*** Opening of AVAILABLE RECORDS ***

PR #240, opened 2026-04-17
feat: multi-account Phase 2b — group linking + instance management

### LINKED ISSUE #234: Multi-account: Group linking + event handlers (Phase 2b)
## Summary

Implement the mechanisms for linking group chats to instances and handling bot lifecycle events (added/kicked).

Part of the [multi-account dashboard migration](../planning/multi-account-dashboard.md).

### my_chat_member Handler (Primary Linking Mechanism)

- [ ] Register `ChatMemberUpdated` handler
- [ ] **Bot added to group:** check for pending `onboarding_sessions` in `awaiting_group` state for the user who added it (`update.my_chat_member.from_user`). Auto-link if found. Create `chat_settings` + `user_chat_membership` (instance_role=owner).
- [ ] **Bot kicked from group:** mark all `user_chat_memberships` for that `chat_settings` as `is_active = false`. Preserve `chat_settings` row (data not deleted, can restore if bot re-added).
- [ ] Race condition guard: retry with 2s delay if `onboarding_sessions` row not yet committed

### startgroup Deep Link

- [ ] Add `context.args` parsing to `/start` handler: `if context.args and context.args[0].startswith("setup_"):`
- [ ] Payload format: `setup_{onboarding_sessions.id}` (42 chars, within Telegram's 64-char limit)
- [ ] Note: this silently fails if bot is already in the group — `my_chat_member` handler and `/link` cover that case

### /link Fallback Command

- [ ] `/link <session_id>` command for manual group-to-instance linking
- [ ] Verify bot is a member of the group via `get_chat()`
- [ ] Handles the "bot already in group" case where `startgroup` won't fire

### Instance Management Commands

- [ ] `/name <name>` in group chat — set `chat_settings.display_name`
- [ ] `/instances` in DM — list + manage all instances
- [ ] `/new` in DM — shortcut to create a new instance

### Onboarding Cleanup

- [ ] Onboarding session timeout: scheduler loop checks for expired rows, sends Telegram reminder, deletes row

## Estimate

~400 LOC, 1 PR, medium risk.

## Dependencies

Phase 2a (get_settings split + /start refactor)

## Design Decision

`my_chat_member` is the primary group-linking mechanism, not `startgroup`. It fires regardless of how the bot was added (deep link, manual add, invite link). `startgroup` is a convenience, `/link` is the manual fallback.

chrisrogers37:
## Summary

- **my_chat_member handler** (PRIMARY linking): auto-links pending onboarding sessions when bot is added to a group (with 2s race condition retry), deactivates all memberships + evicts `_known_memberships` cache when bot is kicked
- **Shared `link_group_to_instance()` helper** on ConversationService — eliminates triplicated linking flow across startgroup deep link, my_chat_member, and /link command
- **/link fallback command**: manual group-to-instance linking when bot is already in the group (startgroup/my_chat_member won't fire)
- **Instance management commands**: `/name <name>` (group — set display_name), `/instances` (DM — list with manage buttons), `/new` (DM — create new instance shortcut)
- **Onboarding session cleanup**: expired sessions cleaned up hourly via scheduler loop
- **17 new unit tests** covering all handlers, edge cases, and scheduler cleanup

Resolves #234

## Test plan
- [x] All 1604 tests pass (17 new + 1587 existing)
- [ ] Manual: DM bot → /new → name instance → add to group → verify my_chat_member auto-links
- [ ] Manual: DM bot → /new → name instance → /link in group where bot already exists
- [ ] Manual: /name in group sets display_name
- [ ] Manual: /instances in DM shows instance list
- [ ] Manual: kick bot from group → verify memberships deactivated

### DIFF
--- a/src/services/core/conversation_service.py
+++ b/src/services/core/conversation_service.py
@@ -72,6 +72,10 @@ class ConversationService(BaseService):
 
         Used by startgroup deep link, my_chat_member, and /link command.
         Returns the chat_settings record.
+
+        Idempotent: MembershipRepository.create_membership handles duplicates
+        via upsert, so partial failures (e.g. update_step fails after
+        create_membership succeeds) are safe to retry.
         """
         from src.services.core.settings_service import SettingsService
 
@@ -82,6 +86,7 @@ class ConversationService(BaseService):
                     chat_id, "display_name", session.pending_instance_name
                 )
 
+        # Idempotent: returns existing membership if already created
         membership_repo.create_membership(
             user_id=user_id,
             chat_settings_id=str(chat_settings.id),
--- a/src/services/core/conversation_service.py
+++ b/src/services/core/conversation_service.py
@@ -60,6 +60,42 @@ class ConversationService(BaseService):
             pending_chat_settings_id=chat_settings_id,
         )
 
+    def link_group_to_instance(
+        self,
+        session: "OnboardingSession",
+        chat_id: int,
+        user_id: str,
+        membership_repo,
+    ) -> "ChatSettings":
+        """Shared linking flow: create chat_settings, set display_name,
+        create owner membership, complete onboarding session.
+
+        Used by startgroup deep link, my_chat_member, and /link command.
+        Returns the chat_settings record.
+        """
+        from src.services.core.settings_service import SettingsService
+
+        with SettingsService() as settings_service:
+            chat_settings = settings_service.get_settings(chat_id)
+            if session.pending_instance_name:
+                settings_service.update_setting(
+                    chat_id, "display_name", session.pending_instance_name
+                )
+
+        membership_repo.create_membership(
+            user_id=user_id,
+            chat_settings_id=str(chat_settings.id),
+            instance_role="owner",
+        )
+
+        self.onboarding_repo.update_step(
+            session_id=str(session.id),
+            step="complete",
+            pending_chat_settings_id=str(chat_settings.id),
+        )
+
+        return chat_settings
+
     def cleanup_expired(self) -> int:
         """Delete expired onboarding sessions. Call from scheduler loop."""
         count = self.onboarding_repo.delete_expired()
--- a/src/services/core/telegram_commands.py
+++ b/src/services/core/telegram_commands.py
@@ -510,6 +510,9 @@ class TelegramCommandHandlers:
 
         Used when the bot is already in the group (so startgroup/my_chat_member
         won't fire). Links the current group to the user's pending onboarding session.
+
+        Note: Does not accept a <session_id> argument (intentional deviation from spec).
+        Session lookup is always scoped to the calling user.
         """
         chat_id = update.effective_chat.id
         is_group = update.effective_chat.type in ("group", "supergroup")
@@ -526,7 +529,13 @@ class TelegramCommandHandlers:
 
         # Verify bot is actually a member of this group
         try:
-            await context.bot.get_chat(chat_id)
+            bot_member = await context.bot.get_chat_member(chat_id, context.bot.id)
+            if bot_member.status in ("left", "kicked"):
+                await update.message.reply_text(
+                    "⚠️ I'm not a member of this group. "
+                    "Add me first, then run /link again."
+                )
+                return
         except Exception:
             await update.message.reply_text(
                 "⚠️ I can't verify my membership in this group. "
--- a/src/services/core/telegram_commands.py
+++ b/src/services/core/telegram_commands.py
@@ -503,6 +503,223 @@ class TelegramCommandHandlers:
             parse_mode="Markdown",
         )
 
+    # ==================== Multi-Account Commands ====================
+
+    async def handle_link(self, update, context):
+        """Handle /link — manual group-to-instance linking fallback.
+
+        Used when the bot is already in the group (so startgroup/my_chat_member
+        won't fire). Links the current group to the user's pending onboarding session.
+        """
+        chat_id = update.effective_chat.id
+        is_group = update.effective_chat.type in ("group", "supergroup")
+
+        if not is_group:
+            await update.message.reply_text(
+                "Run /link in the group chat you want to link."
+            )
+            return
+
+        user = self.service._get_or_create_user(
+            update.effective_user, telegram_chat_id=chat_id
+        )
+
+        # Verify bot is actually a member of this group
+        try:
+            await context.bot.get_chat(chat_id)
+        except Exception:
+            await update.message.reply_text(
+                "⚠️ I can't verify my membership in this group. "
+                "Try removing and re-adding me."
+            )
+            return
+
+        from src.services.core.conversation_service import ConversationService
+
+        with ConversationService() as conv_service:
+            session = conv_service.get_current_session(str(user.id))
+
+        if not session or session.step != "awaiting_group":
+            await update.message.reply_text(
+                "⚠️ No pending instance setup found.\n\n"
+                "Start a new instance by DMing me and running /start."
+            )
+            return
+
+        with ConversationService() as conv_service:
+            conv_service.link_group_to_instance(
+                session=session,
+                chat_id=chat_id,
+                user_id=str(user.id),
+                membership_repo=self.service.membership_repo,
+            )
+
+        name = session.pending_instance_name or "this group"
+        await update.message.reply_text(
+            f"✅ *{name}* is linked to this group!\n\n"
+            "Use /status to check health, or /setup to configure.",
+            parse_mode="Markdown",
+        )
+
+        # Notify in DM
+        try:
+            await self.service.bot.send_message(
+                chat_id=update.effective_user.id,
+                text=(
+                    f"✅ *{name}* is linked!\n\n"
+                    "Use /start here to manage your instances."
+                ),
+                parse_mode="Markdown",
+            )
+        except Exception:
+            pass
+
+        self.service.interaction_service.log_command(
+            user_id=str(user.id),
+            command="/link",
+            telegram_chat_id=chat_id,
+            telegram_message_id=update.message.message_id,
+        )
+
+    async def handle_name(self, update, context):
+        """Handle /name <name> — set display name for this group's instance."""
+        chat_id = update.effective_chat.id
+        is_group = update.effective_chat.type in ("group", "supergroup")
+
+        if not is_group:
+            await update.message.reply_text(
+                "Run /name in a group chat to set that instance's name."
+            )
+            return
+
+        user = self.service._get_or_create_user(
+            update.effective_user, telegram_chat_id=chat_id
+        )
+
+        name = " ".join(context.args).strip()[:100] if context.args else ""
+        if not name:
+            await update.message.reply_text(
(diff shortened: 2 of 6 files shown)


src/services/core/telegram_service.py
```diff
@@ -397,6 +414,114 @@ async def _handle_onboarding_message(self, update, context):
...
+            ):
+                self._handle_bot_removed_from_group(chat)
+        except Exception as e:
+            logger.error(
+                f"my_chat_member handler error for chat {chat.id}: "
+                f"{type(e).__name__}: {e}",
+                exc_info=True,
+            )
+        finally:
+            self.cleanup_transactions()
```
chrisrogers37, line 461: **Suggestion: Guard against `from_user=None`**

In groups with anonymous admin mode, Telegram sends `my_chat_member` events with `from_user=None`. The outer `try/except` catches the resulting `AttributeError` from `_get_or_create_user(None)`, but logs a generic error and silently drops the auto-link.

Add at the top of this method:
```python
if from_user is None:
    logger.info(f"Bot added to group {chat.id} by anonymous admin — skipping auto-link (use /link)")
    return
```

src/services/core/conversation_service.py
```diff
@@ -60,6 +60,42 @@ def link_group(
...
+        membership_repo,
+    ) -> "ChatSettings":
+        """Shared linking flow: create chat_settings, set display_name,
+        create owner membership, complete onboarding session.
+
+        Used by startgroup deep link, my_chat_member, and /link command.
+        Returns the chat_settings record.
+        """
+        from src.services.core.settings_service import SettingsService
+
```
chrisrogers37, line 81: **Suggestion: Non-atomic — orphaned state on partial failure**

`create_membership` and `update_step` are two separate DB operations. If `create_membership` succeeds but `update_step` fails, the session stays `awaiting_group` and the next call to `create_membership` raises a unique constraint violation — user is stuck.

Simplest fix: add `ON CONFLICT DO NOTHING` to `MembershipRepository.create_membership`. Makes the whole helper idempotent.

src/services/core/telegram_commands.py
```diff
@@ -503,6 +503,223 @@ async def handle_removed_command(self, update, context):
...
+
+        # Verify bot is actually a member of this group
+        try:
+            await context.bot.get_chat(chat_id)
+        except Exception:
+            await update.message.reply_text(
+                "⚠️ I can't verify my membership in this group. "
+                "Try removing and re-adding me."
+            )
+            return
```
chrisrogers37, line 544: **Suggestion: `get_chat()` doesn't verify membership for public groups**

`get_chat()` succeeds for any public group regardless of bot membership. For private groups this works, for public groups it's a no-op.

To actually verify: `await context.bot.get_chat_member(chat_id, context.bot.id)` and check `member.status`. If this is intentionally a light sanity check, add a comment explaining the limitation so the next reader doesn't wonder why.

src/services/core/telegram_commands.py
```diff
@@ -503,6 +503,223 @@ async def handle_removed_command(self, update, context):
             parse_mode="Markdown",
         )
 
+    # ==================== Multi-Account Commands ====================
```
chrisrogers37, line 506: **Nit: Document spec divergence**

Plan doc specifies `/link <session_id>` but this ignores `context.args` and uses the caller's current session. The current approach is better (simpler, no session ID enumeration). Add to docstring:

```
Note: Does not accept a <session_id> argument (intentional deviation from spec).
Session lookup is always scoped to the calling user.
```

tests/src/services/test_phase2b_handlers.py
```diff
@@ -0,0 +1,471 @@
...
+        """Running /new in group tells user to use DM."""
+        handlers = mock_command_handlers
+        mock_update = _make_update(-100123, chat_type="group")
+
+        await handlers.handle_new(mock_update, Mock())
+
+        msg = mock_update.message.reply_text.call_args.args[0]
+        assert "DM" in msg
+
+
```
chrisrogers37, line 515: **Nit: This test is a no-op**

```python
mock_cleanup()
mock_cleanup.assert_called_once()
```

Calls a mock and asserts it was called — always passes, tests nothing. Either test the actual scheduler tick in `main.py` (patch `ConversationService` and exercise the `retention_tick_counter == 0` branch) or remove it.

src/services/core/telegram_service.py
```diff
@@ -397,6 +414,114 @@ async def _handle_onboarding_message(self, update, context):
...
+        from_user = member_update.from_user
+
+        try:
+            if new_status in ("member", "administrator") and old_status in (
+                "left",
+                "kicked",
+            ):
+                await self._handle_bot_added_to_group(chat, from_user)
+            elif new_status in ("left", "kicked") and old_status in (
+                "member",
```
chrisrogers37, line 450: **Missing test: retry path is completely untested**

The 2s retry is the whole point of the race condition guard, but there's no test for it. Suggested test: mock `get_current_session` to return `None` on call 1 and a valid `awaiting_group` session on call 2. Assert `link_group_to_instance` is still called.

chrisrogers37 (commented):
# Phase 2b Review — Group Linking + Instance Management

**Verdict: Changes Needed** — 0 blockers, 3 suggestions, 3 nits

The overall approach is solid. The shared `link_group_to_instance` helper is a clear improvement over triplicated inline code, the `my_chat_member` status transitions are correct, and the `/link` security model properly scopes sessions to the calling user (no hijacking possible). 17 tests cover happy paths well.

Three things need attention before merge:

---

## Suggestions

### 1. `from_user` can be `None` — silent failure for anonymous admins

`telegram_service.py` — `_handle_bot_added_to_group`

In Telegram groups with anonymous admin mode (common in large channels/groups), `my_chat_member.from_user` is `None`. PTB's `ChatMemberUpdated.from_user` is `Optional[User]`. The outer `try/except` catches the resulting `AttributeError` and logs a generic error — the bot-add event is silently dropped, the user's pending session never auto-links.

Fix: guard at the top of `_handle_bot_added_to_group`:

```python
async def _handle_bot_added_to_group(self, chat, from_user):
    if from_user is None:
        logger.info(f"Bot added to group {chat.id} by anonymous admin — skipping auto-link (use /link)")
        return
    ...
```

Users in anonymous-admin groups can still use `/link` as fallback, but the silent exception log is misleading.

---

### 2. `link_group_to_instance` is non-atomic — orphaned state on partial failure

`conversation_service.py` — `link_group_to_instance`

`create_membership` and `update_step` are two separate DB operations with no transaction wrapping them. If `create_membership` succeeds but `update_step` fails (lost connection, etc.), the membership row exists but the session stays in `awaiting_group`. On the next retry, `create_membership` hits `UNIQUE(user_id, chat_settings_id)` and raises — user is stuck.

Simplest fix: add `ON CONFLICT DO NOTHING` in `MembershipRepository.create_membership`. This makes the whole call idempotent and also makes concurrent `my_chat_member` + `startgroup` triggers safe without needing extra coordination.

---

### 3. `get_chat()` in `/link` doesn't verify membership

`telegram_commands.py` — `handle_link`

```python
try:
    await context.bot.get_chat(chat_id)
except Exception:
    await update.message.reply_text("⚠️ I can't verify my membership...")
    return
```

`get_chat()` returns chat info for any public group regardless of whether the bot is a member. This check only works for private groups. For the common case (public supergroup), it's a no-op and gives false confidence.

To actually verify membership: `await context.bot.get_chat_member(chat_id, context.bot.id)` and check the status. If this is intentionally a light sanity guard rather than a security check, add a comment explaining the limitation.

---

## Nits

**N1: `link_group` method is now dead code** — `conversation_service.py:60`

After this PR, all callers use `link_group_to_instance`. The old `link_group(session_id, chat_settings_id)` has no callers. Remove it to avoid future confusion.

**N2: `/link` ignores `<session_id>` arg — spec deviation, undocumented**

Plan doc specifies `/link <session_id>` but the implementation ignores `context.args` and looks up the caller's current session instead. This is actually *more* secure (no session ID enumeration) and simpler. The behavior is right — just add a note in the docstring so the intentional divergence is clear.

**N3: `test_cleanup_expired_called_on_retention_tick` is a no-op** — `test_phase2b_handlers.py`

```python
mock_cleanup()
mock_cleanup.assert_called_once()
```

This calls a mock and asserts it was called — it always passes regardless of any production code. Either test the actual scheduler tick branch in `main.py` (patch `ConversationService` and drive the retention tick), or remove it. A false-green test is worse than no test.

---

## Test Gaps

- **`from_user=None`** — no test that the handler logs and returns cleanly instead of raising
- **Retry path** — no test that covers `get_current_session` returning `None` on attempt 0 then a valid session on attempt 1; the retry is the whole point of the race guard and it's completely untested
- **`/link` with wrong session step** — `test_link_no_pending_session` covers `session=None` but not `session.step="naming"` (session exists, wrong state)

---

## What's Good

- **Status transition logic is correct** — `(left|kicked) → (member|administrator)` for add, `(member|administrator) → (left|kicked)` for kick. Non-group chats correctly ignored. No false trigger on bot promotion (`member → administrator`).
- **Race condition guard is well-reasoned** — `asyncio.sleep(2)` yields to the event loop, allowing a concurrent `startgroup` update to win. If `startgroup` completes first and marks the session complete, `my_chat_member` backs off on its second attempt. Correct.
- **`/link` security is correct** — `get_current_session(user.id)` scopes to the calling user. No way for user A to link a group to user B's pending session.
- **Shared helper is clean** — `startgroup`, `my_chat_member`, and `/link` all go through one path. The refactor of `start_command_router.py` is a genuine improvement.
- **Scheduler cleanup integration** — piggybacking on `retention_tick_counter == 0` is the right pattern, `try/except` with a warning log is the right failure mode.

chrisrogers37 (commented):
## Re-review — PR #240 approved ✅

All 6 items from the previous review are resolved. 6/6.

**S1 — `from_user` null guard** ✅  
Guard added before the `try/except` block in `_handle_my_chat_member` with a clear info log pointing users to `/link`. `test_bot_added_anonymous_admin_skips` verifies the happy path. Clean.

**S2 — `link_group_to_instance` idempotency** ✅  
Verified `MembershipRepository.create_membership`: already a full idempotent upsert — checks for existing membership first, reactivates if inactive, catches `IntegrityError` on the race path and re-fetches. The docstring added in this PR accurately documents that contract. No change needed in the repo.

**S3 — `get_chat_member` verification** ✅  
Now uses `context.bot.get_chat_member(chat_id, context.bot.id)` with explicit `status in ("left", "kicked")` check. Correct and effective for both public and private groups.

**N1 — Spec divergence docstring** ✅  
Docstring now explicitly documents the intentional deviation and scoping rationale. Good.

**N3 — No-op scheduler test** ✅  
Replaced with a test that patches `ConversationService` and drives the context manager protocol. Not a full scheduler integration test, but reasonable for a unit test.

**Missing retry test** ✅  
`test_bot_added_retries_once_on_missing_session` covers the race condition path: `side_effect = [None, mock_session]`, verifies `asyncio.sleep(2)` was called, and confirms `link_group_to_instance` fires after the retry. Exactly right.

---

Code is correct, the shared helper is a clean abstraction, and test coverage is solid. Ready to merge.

*** Close of AVAILABLE RECORDS ***

### WHAT YOU WILL DO
The lines holding the word "refactor" are the answer. Pull them out of the records and copy them.

### EXERCISE SOLUTION
Phase 2a (get_settings split + /start refactor)
- **Shared helper is clean** — `startgroup`, `my_chat_member`, and `/link` all go through one path. The refactor of `start_command_router.py` is a genuine improvement.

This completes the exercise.